Baylor’s version of a “big three” – Jared Butler, MaCio Teach, and Davion Mitchell – have been good in the tournament and generally haven’t needed to be great. Somewhat unexpected contributions from the likes of Flagler (9.0 PPG) and Matthew Mayer (8.3 PPG) have taken pressure off the stars.

Flagler had a team-high 16 against Nova while Mayer led Baylor with 17 against Wisconsin. Teague had a team-high 22 against both Hartford and Arkansas. Butler was the high man with 17 against Houston in an extremely balanced offensive performance versus a top-ten D. Five Bears scored in double figures.

The Pick

The main thing that has given Gonzaga trouble this year is hyper-talented big-men (see Garza and Juzang). Baylor is not that style of team, starting basically a five-guard lineup. They struggle on defense because of their lack of size. Their defense ranks just 280th in the nation in offensive-rebounding rate (meaning they give up offensive boards more often than 279 other teams). They hit the glass hard at the other end, sitting sixth in OR% on offense, but that’s going to be strength-on-strength versus Gonzaga.
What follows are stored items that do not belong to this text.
PR #78, opened 2015-08-25
kola/tests: add test for starting a fleet unit through etcd2 proxy

mischief:


marineam:
LGTM, feel free to do the copyfile rework as a follow up or amend this PR.

PR #79, opened 2015-08-30
aws platform support

mischief:
need to figure out if we want to use goamz now, or just fix this pr to use aws-sdk-go. we will likely need the more complete features of aws-sdk-go later.


mischief:
switched to aws-sdk-go. this pr depends on #81.

mischief:
rebased after merging #81

pbx0:
LGTM

PR #81, opened 2015-08-31
fix godeps

mischief:
godep not behaving very well with code.google.com repos, so i manually disentangled it.

i tested godep restore and godep save -r ./... cycle, and it seems to work ok now, except for github.com/coreos/yaml:

```
$ godep restore
godep save -r ./...# cd /tmp/gopath2/src/github.com/coreos/yaml; git checkout master
error: pathspec 'master' did not match any file(s) known to git.
package github.com/coreos/yaml: exit status 1
godep: restore: exit status 1
```

but that's another matter.


pbx0:
Looks like github.com/coreos/etcd/pkg/metrics and pkg/flags were dropped in the 2nd commit according to the godep json file. Just checking that this was intentional, if so, LGTM.

mischief:
@pbx0 are those packages needed somewhere? mantle seemed to build fine with the updates in this pr.

pbx0:
I didn't check if they were used but it sounds like its fine. Just checking because godeps

marineam:
LGTM as far as I can tell ;-)

mischief:
well, i merged it, but github doesn't think i did.

Issue #70, opened 2015-07-15
qemu.image and other flags broken


mischief:
since c9c26119a43fceedaee831b5857c296799dc31f2 flags defined in https://github.com/coreos/mantle/blob/master/kola/flags.go no longer work because `flag.Parse` is no longer called.

mischief:
fixed by #83

PR #83, opened 2015-08-31
make options more consistent

mischief:
currently ore is broken by the removal of the old GCEOpts.


mischief:
fixes #70

pbx0:
Barring reorganizing the location of the options structs and the 2 line nits I made, LGTM. Nice refactor

mischief:
@pbx0 @marineam PTAL. sorry if i broke anything, but it all builds now.

cmd/kola/kola.go
```diff
@@ -47,18 +46,19 @@ var (
 )
 
 func init() {
-	cmdRun.Flags().StringVar(&kolaPlatform,
-		"platform", "qemu", "VM platform: qemu or gce")
-	cmdRun.Flags().StringVar(&EtcdRollingVersion,
+	sv := cmdRun.Flags().StringVar
+
+	sv(&EtcdRollingVersion,
```
marineam: Unless you are going to further reformat this and make all the sv calls a single line I don't think there is much value in using sv instead of the full name.

marineam:
LGTM

cmd/kola/kola.go
pbx0: I have plans to rip these options out today once this PR goes in anyway since its all a hack for that one test.

mischief: fixed the formatting.

mischief:
top level options are broken. please don't merge.

mischief:
global flags fixed, sv calls turned to single lines.

PR #86, opened 2015-09-01
platform/local: fix etcd server configuration

mischief:
etcd needs the member to be in InitialPeerURLsMap.


pbx0:
LGTM -- A link to the etcd documentation about this being necessary might be informative if you have have one.

PR #87, opened 2015-09-01
kola/tests/coretest: add useradd test

mischief:
this wasn't originally in coretest, but it seemed ok for this test to live here until we reorganize them.

should this test userdel too?


marineam:
LGTM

The Zags’ defense sits 18th overall in OR%, or a full 262 spots higher than Baylor.

Baylor’s offense is three-point-centric. They score 36.1% of their points from three (50th-most) while Gonzaga kills you from inside. The Bulldogs generate just 24.8% of their offense from beyond the arc (310th-most).

If Baylor shoots the lights out, which it has the propensity to do, they can outscore the Zags in a one-game, winner-take-all scenario. But I’m sticking with the surer bet, which is that the best two-point offense in the history of KenPom finishes off its perfect season in style.